* **EXERCISE**
Once you know how many lines below hold "Deletes", reply with that number and add nothing.

* **DATASET RECORDS**
PR #7238, opened 2026-03-17
Sm prototype for manage permissions

maxkpower:
Prototype for adding a Manage permission to Secrets Manager access policies, enabling a dedicated tier for administering who can access projects and secrets separate from Read/Write data access. 

This PR should not be merged.

Related PR with more context: https://github.com/bitwarden/clients/pull/19613


bitwarden_license/src/Commercial.Core/SecretsManager/AuthorizationHandlers/AccessPolicies/ProjectServiceAccountsAccessPoliciesAuthorizationHandler.cs
```diff
@@ -84,7 +102,7 @@ await _serviceAccountRepository.ServiceAccountsAreInOrganizationAsync(serviceAcc
         }
 
         // Users can only create access policies for service accounts they have access to.
-        // User can delete and update any service account access policy if they have write access to the project.
+        // Users can delete and update any service account access policy if they have Manage access to the project.
```
cd-bitwarden, line 105: Should we also allow the user to delete and update if they have write access, or are we now restricting this to Manage?

PR #7393, opened 2026-04-06
[PM-34679] Display Phase 2 prices and discount on org subscription page

amorask-bitwarden:
## 🎟️ Tracking

https://bitwarden.atlassian.net/browse/PM-34679

## 📔 Objective

During Phase 1 of a subscription schedule (the 15-day window before Families renewal), the Admin Console's Billing > Subscription page was showing the old plan price (2019 or 2025) and no discount. Stripe had the correct Phase 2 data, but `StripePaymentService.GetSubscriptionAsync()` never consulted the subscription schedule.

This PR adds schedule-aware logic to `GetSubscriptionAsync()` that overlays Phase 2 prices and discounts onto the `SubscriptionInfo` response when an active subscription schedule exists. This follows the same pattern already used for Premium individual subscriptions in `GetBitwardenSubscriptionQuery.GetSchedulePhase2DiscountAsync()`.

**Changes:**
- Added `ApplySchedulePhase2DataAsync()` to `StripePaymentService` — fetches the subscription schedule, matches Phase 2 items by product ID, and overrides line item amounts and discount
- Added `BillingCustomerDiscount(Coupon)` constructor to `SubscriptionInfo` for schedule phase discounts (which expose a Coupon, not a full Discount wrapper)
- 6 unit tests covering: happy path with discount, no Phase 2 discount, no schedule, schedule fetch failure, inactive schedule, and Phase 2 already started

No client-side changes needed — the existing response model fields already carry the correct data once populated with Phase 2 values.

## 📸 Screenshots

[Families subscription in phase 2](https://dashboard.stripe.com/acct_19smIXIGBnsLynRr/test/subscriptions/sub_1TJG7rIGBnsLynRr5FjWc37P)

image

### DIFF
--- a/src/Core/Billing/Services/Implementations/StripePaymentService.cs
+++ b/src/Core/Billing/Services/Implementations/StripePaymentService.cs
@@ -661,6 +661,8 @@ public class StripePaymentService : IStripePaymentService
             subscriptionInfo.CustomerDiscount = new SubscriptionInfo.BillingCustomerDiscount(discount);
         }
 
+        await ApplySchedulePhase2DataAsync(subscription, subscriptionInfo);
+
         var (suspensionDate, unpaidPeriodEndDate) = await GetSuspensionDateAsync(subscription);
 
         if (suspensionDate.HasValue && unpaidPeriodEndDate.HasValue)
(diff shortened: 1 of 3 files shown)


src/Core/Billing/Services/Implementations/StripePaymentService.cs
```diff
@@ -702,6 +704,74 @@ public async Task<SubscriptionInfo> GetSubscriptionAsync(ISubscriber subscriber)
...
+                {
+                    if (phase2Item.Price is not { UnitAmount: not null, ProductId: not null })
+                    {
+                        continue;
+                    }
+
+                    var matchingItem = items.FirstOrDefault(i => i.ProductId == phase2Item.Price.ProductId);
+                    if (matchingItem != null)
+                    {
+                        matchingItem.Amount = phase2Item.Price.UnitAmount.Value / 100M;
```
kdenney, line 749: ❓ Are subscription items' amounts represented in decimal with dollars and cents, while the phase's items' amounts are integers representing cents? I was surprised to see the divide by 100 here so I wanted to double check that this was intentional.

kdenney (approved):
Looks good, just have one question to double check.

src/Core/Billing/Services/Implementations/StripePaymentService.cs
amorask-bitwarden: Yup, Bitwarden's output models have always tended towards providing currency values as 32.50 rather than 3250 to the client.

PR #7408, opened 2026-04-07
[PM-34679] Fix Families 2019 Phase 2 price and discount display

amorask-bitwarden:
## 🎟️ Tracking

https://bitwarden.atlassian.net/browse/PM-34679

## 📔 Objective

During the 15-day pre-renewal window (Phase 1), the Billing > Subscription page was showing the old Families 2019 price ($12.00) instead of the upcoming Phase 2 price ($47.88), and the one-time renewal discount strikethrough was missing. PR #7393 fixed this for Families 2025 but not 2019.

**Root cause:** `ApplySchedulePhase2DataAsync` matched Phase 2 schedule items to Phase 1 subscription items by Stripe product ID. Families 2025 and the current plan share the same Stripe product, so the match worked. Families 2019 uses a different, older Stripe product — the match failed and the Phase 2 price was never applied. Additionally, the schedule's coupon `applies_to` data was not being expanded from the Stripe API, so the client couldn't render the discount strikethrough.

**Fix:**
- Added a two-pass matching strategy: Pass 1 matches by product ID (existing behavior); Pass 2 falls back to pairing unmatched Phase 2 items with unmatched non-addon Phase 1 items, overriding `Amount`, `ProductId`, and `Name`
- Expanded `phases.discounts.coupon.applies_to` on the schedule fetch so the discount's product targeting is available to the client for strikethrough rendering

## 📸 Screenshots

image

### DIFF
--- a/.vscode/launch.json
+++ b/.vscode/launch.json
@@ -34,6 +34,22 @@
             "stopAll": true
         },
         {
+            "name": "Admin, API, Identity, Billing",
+            "configurations": [
+                "run-Admin",
+                "run-API",
+                "run-Identity",
+                "run-Billing"
+            ],
+            "presentation": {
+                "hidden": false,
+                "group": "AA_compounds",
+                "order": 4
+            },
+            "preLaunchTask": "buildIdentityApiAdminBilling",
+            "stopAll": true
+        },
+        {
             "name": "API, Identity, SSO",
             "configurations": [
                 "run-API",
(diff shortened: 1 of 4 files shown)


.vscode/launch.json
```diff
@@ -33,6 +33,22 @@
             "preLaunchTask": "buildIdentityApiAdmin",
             "stopAll": true
         },
+        {
```
sbrown-livefront, line 36: ❓ Did you want to add these?

sbrown-livefront (approved):
Looks good. Just a question

.vscode/launch.json
amorask-bitwarden: @sbrown-livefront Yup! This file's checked in and I've started using VS Code over Rider cuz the Claude plugin is better so I need a launch config for Billing. Thanks for checking though.

PR #7414, opened 2026-04-07
[PM-26043] Fix bug: can't add secrets manager to legacy plans

kdenney:
## 🎟️ Tracking

https://bitwarden.atlassian.net/browse/PM-26043

## 📔 Objective

Moves `AddSecretsManagerSubscriptionCommand` from OrganizationFeatures/OrganizationSubscriptions/ into billing (Billing/Organizations/Commands/) and rewrites it to use `IUpdateOrganizationSubscriptionCommand` instead of `IStripePaymentService.AddSecretsManagerToSubscription`.

The primary motivation is a bug fix: the old command delegated validation to `OrganizationService.ValidateSecretsManagerPlan`, which internally called `ValidatePlan`. That method threw a `BadRequestException` when `plan.Disabled == true`, blocking existing subscribers on legacy/retired plans from ever adding Secrets Manager to their subscription. The new command intentionally omits the disabled-plan check so that a subscriber's ability to enable Secret's Manager does not depend on whether their plan is still on sale.

#### Bug fix
  - Removes the `plan.Disabled` check that prevented existing subscribers on legacy plans (e.g. `enterprise-annually-2020`) from adding Secrets Manager

#### Refactor
  - Deletes `IStripePaymentService.AddSecretsManagerToSubscription` and its implementation in `StripePaymentService`
  - Deletes the now-unused `SecretsManagerSubscribeUpdate` model
  - Deletes the old command and its interface from OrganizationFeatures/OrganizationSubscriptions/
  - `AddSecretsManagerSubscriptionCommand` moved into billing and all validation logic from `OrganizationService` moved inline into the command


src/Core/Billing/Organizations/Commands/AddSecretsManagerSubscriptionCommand.cs
```diff
@@ -0,0 +1,144 @@
...
+    private static void ValidateOrganization(Organization organization, StaticStorePlan plan, Provider? provider)
+    {
+        if (organization.UseSecretsManager)
+        {
+            throw new BadRequestException("Organization already uses Secrets Manager.");
+        }
+
+        if (!plan.SupportsSecretsManager)
+        {
+            throw new BadRequestException("Invalid Secrets Manager plan selected.");
```
amorask-bitwarden: ⛏️ "Organization's plan does not support Secrets Manager."

src/Core/Billing/Organizations/Commands/AddSecretsManagerSubscriptionCommand.cs
```diff
@@ -0,0 +1,144 @@
...
+        {
+            if (string.IsNullOrWhiteSpace(organization.GatewayCustomerId))
+            {
+                throw new BadRequestException("No payment method found.");
+            }
+
+            if (string.IsNullOrWhiteSpace(organization.GatewaySubscriptionId))
+            {
+                throw new BadRequestException("No subscription found.");
+            }
```
amorask-bitwarden, line 85: ⛏️ I'd consider these conflicts rather than bad requests. The end user has no control over whether we set these correctly on the backend.

src/Core/Billing/Organizations/Commands/AddSecretsManagerSubscriptionCommand.cs
```diff
@@ -0,0 +1,144 @@
...
+
+    private static void ValidateSecretsManagerPlan(
+        StaticStorePlan plan,
+        int additionalSmSeats,
+        int additionalServiceAccounts,
+        Organization organization)
+    {
+        if (additionalSmSeats < 0)
+        {
+            throw new BadRequestException("You can't subtract Secrets Manager seats!");
```
amorask-bitwarden: ⛏️ Wording is confusing, IMO. They're not subtracting seats from a current SM plan since the command is to add SM. I'd say they're trying to add SM with negative seats.

src/Core/Billing/Organizations/Commands/AddSecretsManagerSubscriptionCommand.cs
```diff
@@ -0,0 +1,144 @@
...
+        }
+
+        if (plan.SecretsManager.BaseSeats + additionalSmSeats <= 0)
```
amorask-bitwarden: ❓ I was always confused by this conditional. If the check on 104 passes, is this even possible? The base seats for the free plan is 2. Maybe I'm just getting mixed up by the validation handling free and paid.

src/Core/Billing/Organizations/Commands/AddSecretsManagerSubscriptionCommand.cs
```diff
@@ -0,0 +1,144 @@
...
+
+        if (!plan.SecretsManager.HasAdditionalServiceAccountOption && additionalServiceAccounts > 0)
+        {
+            throw new BadRequestException("Plan does not allow additional Machine Accounts.");
+        }
+
+        if ((plan.ProductTier == ProductTierType.TeamsStarter &&
+             additionalSmSeats > plan.PasswordManager.BaseSeats) ||
+            (plan.ProductTier != ProductTierType.TeamsStarter &&
+             additionalSmSeats > organization.Seats.GetValueOrDefault()))
```
amorask-bitwarden: ⛏️ I think a Teams Starter organization would still have their `organization.Seats` value set to 10. I.e., I don't think the || is necessary. I think you can just check the organization's seat count.

src/Core/Billing/Organizations/Commands/AddSecretsManagerSubscriptionCommand.cs
```diff
@@ -0,0 +1,144 @@
...
+        {
+            throw new BadRequestException("You cannot have more Secrets Manager seats than Password Manager seats.");
+        }
+
+        if (additionalServiceAccounts < 0)
+        {
+            throw new BadRequestException("You can't subtract Machine Accounts!");
```
amorask-bitwarden: ⛏️ Same as here: https://github.com/bitwarden/server/pull/7414/changes#r3052122133

amorask-bitwarden (dismissed):
Looks good - just a few things I was wondering if we want to clean up from old validation while we're here that I left ⛏️ and ❓ on.

Only other thing I can think of is that the implementation might be clearer if the validation of a free SM plan and a paid SM plan were split.

kdenney:
@amorask-bitwarden All feedback addressed in https://github.com/bitwarden/server/pull/7414/commits/f015195e663d326310ba4632281c3f7d1e832791.

After verifying some assumptions and discussing with you in slack, I was able to simplify the validation a bit and specifically check if the plan is a free plan to replace the `BaseSeats + additionalSmSeats` condition. Hopefully it's a bit easier to understand now.

amorask-bitwarden (dismissed):

amorask-bitwarden (approved):

PR #7420, opened 2026-04-08
[PM-34773] Fix storage addition during active Phase 2 of schedule

amorask-bitwarden:
## 🎟️ Tracking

* **ANSWER SECTION**
3